Data entries:

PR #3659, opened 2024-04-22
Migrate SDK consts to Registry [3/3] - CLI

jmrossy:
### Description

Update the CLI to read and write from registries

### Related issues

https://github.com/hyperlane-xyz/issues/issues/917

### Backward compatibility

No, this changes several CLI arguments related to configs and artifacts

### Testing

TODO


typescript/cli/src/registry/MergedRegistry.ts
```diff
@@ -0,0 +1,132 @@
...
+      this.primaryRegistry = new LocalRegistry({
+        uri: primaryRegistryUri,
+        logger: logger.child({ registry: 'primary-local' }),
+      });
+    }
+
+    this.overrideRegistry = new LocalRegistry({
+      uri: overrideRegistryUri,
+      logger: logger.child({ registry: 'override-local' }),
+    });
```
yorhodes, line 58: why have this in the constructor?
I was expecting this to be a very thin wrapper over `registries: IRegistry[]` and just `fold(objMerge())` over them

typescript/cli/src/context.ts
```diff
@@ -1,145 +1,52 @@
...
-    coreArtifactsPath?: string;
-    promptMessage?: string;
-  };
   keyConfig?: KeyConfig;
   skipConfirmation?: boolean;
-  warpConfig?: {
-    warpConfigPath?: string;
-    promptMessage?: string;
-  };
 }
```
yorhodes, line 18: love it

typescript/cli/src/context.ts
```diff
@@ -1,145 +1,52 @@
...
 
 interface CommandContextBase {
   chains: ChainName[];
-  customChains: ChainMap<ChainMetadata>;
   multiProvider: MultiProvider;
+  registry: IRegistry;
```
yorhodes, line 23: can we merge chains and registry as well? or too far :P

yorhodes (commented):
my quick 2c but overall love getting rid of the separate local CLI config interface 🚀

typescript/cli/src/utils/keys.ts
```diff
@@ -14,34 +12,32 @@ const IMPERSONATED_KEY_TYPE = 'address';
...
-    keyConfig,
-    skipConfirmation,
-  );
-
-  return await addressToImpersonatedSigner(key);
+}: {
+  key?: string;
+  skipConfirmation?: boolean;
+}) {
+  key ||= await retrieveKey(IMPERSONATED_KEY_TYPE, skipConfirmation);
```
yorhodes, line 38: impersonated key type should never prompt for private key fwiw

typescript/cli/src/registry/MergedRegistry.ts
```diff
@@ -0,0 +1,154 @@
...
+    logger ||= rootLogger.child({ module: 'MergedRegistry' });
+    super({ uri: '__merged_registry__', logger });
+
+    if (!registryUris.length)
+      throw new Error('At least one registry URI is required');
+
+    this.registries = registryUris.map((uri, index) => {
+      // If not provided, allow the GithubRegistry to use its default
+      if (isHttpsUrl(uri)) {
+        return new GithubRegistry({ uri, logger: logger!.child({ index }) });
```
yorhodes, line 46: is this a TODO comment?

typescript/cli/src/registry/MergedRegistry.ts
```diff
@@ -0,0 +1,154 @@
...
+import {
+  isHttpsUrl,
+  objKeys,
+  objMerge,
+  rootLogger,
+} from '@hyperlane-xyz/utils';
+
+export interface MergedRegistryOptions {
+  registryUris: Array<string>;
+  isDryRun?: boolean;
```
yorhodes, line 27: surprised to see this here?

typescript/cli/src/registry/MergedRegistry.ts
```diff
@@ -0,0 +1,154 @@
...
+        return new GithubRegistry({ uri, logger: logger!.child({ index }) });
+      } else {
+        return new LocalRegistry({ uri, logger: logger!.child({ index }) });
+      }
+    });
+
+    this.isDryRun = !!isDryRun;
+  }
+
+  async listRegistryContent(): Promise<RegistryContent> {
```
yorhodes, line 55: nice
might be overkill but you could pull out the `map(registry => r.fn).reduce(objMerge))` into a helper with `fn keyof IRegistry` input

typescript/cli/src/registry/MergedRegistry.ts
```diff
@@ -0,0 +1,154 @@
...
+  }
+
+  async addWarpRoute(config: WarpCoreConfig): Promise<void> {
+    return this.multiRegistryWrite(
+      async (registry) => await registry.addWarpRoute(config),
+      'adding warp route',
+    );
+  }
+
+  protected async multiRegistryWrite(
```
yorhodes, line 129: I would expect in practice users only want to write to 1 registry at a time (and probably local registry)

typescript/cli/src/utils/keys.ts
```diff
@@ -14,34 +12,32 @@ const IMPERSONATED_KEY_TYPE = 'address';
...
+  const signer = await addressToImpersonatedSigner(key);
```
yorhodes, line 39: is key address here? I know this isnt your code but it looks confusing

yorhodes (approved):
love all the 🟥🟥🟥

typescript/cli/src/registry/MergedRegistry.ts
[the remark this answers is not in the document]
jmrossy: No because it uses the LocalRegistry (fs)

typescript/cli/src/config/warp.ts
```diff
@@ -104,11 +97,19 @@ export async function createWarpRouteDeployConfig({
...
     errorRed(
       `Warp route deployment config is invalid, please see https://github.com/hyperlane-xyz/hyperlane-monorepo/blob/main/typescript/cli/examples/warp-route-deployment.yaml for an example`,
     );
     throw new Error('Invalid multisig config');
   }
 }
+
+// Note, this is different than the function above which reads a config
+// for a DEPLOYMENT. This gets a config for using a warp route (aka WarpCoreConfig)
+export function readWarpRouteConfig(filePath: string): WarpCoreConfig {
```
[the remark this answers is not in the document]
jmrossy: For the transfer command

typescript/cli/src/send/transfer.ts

▸ Exercise goal
The word "LocalRegistry" appears in some of the lines above. Copy those lines.

▸ Task response
+      this.primaryRegistry = new LocalRegistry({
+    this.overrideRegistry = new LocalRegistry({
+        return new LocalRegistry({ uri, logger: logger!.child({ index }) });
jmrossy: No because it uses the LocalRegistry (fs)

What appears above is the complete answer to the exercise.